Task goal:
Nothing but the lines from the start of the records through the line that contains "This is because" is to be copied, and each is to be copied exactly.

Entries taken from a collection
Issue #1098, opened 2022-12-07
Multi-label cyclic query bug


andyfengHKU:
- [ ] `test/test_files/tinySNB/cyclic/multi_label.test`
- [ ] `MATCH (a:person)-[e1:knows]->(b:person)-[e2:knows]->(c:person), (a)-[e3:knows]->(c) WHERE a.fName='Alice' AND e1.meetTime=timestamp('1986-10-21 21:08:31.521') RETURN b.fName, c.fName`

Issue #1371, opened 2023-03-13
Incorrect handling of multiple keys in the same chunk when inserting to join hash table.


andyfengHKU:
The following query will output incorrect result
```
MATCH (a:person)-[e1:knows]->(b:person), (a)-[e2:meets]->(b) WHERE a.age > 0 RETURN a.fName, b.fName
```
This is because e2 is a column extend and thus both keys "a" and "b" are in the same data chunk. However, our join hash table seems to unable to differentiate whether "a" and "b" are in the same chunk or not and thus always taking a Cartesian product.

PR #1384, opened 2023-03-17
Factorization aware dp

andyfengHKU:
This PR changes the set of plans that kept in DP table during enumeration. Previous, we only keep plans with top K (K=50) lowest cost. This PR keeps plans with top 1 lowest cost for each different factorization structure.

The rationale is 
```
Consider a triangle + an edge
MATCH (a)->(b)->(c), (a)->(c), (c)->(d)
First it make sense to close the cycle as early as possible, so (a)->(b)->(c), (a)->(c)  will be handled first with WCOJ. The output factorization structures
[a, b] * [c] , [b, c] * [a] , [a, c] * [b]  (where the second group is unFlat) are considered as homogeneous. So any one could be picked in the DP level 3 for subgraph `(a)->(b)->(c), (a)->(c)`
But then at the next level, there is a clear disadvantage for [a, b] * [c] because further extension undermines the factorization.
```

This PR also fixes issue #1098 and #1371

### DIFF
--- a/src/include/binder/query/reading_clause/query_graph.h
+++ b/src/include/binder/query/reading_clause/query_graph.h
@@ -12,6 +12,10 @@ const uint8_t MAX_NUM_VARIABLES = 64;
 
 class QueryGraph;
 struct SubqueryGraph;
+struct SubqueryGraphHasher;
+using subquery_graph_set_t = std::unordered_set<SubqueryGraph, SubqueryGraphHasher>;
+template<typename T>
+using subquery_graph_V_map_t = std::unordered_map<SubqueryGraph, T, SubqueryGraphHasher>;
 
 // hash on node bitset if subgraph has no rel
 struct SubqueryGraphHasher {
@@ -51,7 +55,7 @@ struct SubqueryGraph {
 
     std::unordered_set<uint32_t> getNodeNbrPositions() const;
     std::unordered_set<uint32_t> getRelNbrPositions() const;
-    std::unordered_set<SubqueryGraph, SubqueryGraphHasher> getNbrSubgraphs(uint32_t size) const;
+    subquery_graph_set_t getNbrSubgraphs(uint32_t size) const;
     std::vector<uint32_t> getConnectedNodePos(const SubqueryGraph& nbr) const;
 
     // E.g. query graph (a)-[e1]->(b) and subgraph (a)-[e1], although (b) is not in subgraph, we
@@ -65,9 +69,8 @@ struct SubqueryGraph {
     }
 
 private:
-    std::unordered_set<SubqueryGraph, SubqueryGraphHasher> getBaseNbrSubgraph() const;
-    std::unordered_set<SubqueryGraph, SubqueryGraphHasher> getNextNbrSubgraphs(
-        const SubqueryGraph& prevNbr) const;
+    subquery_graph_set_t getBaseNbrSubgraph() const;
+    subquery_graph_set_t getNextNbrSubgraphs(const SubqueryGraph& prevNbr) const;
 };
 
 // QueryGraph represents a connected pattern specified in MATCH clause.
--- a/src/include/planner/logical_plan/logical_operator/schema.h
+++ b/src/include/planner/logical_plan/logical_operator/schema.h
@@ -7,9 +7,15 @@
 namespace kuzu {
 namespace planner {
 
-typedef uint32_t f_group_pos;
-typedef std::unordered_set<f_group_pos> f_group_pos_set;
+using f_group_pos = uint32_t;
+using f_group_pos_set = std::unordered_set<f_group_pos>;
 constexpr f_group_pos INVALID_F_GROUP_POS = UINT32_MAX;
+
+class Schema;
+struct SchemaHasher;
+struct SchemaApproximateEquality;
+template<typename T>
+using schema_map_t = std::unordered_map<Schema*, T, SchemaHasher, SchemaApproximateEquality>;
 
 class FactorizationGroup {
     friend class Schema;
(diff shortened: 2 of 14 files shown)


src/include/planner/logical_plan/logical_operator/schema.h
```diff
@@ -57,7 +63,9 @@ class FactorizationGroup {
 
 class Schema {
 public:
-    inline f_group_pos getNumGroups() const { return groups.size(); }
+    inline size_t getNumGroups() const { return groups.size(); }
+    inline size_t getNumFlatGroups() const { return getNumGroups(true /* isFlat */); }
+    size_t getNumUnFlatGroups() const { return getNumGroups(false /* isFlat */); }
```
andyfengHKU, line 68: inline

src/processor/operator/hash_join/join_hash_table.cpp
```diff
@@ -42,9 +42,12 @@ void JoinHashTable::append(const std::vector<ValueVector*>& vectorsToAppend) {
     // TODO(Guodong): use compiling information to remove the for loop.
     auto numTuplesToAppend = 1;
     for (auto i = 0u; i < numKeyColumns; i++) {
-        numTuplesToAppend *= (vectorsToAppend[i]->state->isFlat() ?
-                                  1 :
-                                  vectorsToAppend[i]->state->selVector->selectedSize);
+        // At most one unFlat key data chunk. If there are multiple unFlat key vectors, they must
+        // share the same state.
+        if (!vectorsToAppend[i]->state->isFlat()) {
```
andyfengHKU, line 47: This logic is correct but still garbage in the sense that this should be a shared logic implemented in factorized table. Go back and update comment and issue.

src/processor/operator/intersect/intersect.cpp
```diff
@@ -17,9 +17,7 @@ void Intersect::initLocalStateInternal(ResultSet* resultSet, ExecutionContext* c
         for (auto i = 0u; i < dataInfo.payloadsDataPos.size(); i++) {
             auto vector = resultSet->getValueVector(dataInfo.payloadsDataPos[i]);
             // Always skip the first two columns in the fTable: build key and intersect key.
-            // TODO(Guodong): this is a potential bug because you cannot guarantee intersect key is
-            // the second column. Once this is solved, go back and refactor projection push down for
-            // intersect.
+            // TODO(Guodong): this is a bad practice. This assumption requires
```
andyfengHKU, line 20: Update comment

src/include/binder/query/reading_clause/query_graph.h
```diff
@@ -12,6 +12,10 @@ const uint8_t MAX_NUM_VARIABLES = 64;
 
 class QueryGraph;
 struct SubqueryGraph;
+struct SubqueryGraphHasher;
+using sub_query_graph_set_t = std::unordered_set<SubqueryGraph, SubqueryGraphHasher>;
```
ray6080, line 16: `sub_query_graph_set_t` -> `subquery_graph_set_t`

src/include/binder/query/reading_clause/query_graph.h
```diff
@@ -12,6 +12,10 @@ const uint8_t MAX_NUM_VARIABLES = 64;
...
+template<typename T>
+using sub_query_graph_map_t = std::unordered_map<SubqueryGraph, T, SubqueryGraphHasher>;
```
ray6080, line 18: `sub_query_graph_map_t` -> `subquery_graph_map_t`

src/planner/operator/schema.cpp
```diff
@@ -99,6 +99,43 @@ void Schema::clear() {
...
+}
+
+std::size_t SchemaHasher::operator()(const Schema* const& schema) const {
+    return std::hash<size_t>{}(schema->getNumFlatGroups()) ^
+           std::hash<size_t>{}(schema->getNumUnFlatGroups());
+}
+
+// We use this equality in join order enumeration to make sure at each DP level, we don't just keep
+// the best plan, but keep best plan for each unique factorization schema.
+// In order to balance enumeration time, we use an approximate equality check to reduce computation.
```
ray6080, line 117: - Should we also check the equality of num of expressions in the left and right schemas?
- Can you add comments on the approximate equal logic?
```
Two schemas (left and right) are considered approximately equal, if:
1) The left schema and the right schema have same number of flat and unflat groups.
2) Any expression in the left schema also exists in the right schema, and its corresponding factorization groups in the left and right schemas are both flat or both unflat.
```

src/include/planner/subplans_table.h
```diff
@@ -13,30 +13,43 @@ namespace kuzu {
...
     void addPlan(const SubqueryGraph& subqueryGraph, std::unique_ptr<LogicalPlan> plan);
-    void finalizeLevel(uint32_t level);
 
     void clear();
 
 private:
-    std::vector<std::unique_ptr<SubqueryGraphPlansMap>> subPlans;
+    struct PlanSet {
+        logical_plan_vector_t plans;
+        schema_map_t<common::vector_idx_t> schemaToPlanIdx;
```
ray6080, line 40: This is the part i'm a bit confused. 
```
        logical_plan_vector_t plans;
        schema_map_t<common::vector_idx_t> schemaToPlanIdx;
```
Why not just keep a map from schema to logical plan? so you don't need to keep a vector separately.

ray6080 (approved):

src/include/planner/logical_plan/logical_operator/schema.h
```diff
@@ -7,10 +7,16 @@
 namespace kuzu {
 namespace planner {
 
-typedef uint32_t f_group_pos;
-typedef std::unordered_set<f_group_pos> f_group_pos_set;
+using f_group_pos = uint32_t;
+using f_group_pos_set = std::unordered_set<f_group_pos>;
```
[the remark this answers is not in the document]
andyfengHKU: As we discussed, we will not change this.

src/include/planner/logical_plan/logical_plan.h
```diff
@@ -5,6 +5,9 @@
 namespace kuzu {
 namespace planner {
 
+class LogicalPlan;
+using logical_plan_vector_t = std::vector<std::unique_ptr<LogicalPlan>>;
```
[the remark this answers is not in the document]
andyfengHKU: removed

src/planner/operator/schema.cpp
andyfengHKU: done

src/include/planner/subplans_table.h
andyfengHKU: because I need to return plans as a vector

Problem solution:
Issue #1098, opened 2022-12-07
Multi-label cyclic query bug


andyfengHKU:
- [ ] `test/test_files/tinySNB/cyclic/multi_label.test`
- [ ] `MATCH (a:person)-[e1:knows]->(b:person)-[e2:knows]->(c:person), (a)-[e3:knows]->(c) WHERE a.fName='Alice' AND e1.meetTime=timestamp('1986-10-21 21:08:31.521') RETURN b.fName, c.fName`

Issue #1371, opened 2023-03-13
Incorrect handling of multiple keys in the same chunk when inserting to join hash table.


andyfengHKU:
The following query will output incorrect result
```
MATCH (a:person)-[e1:knows]->(b:person), (a)-[e2:meets]->(b) WHERE a.age > 0 RETURN a.fName, b.fName
```
This is because e2 is a column extend and thus both keys "a" and "b" are in the same data chunk. However, our join hash table seems to unable to differentiate whether "a" and "b" are in the same chunk or not and thus always taking a Cartesian product.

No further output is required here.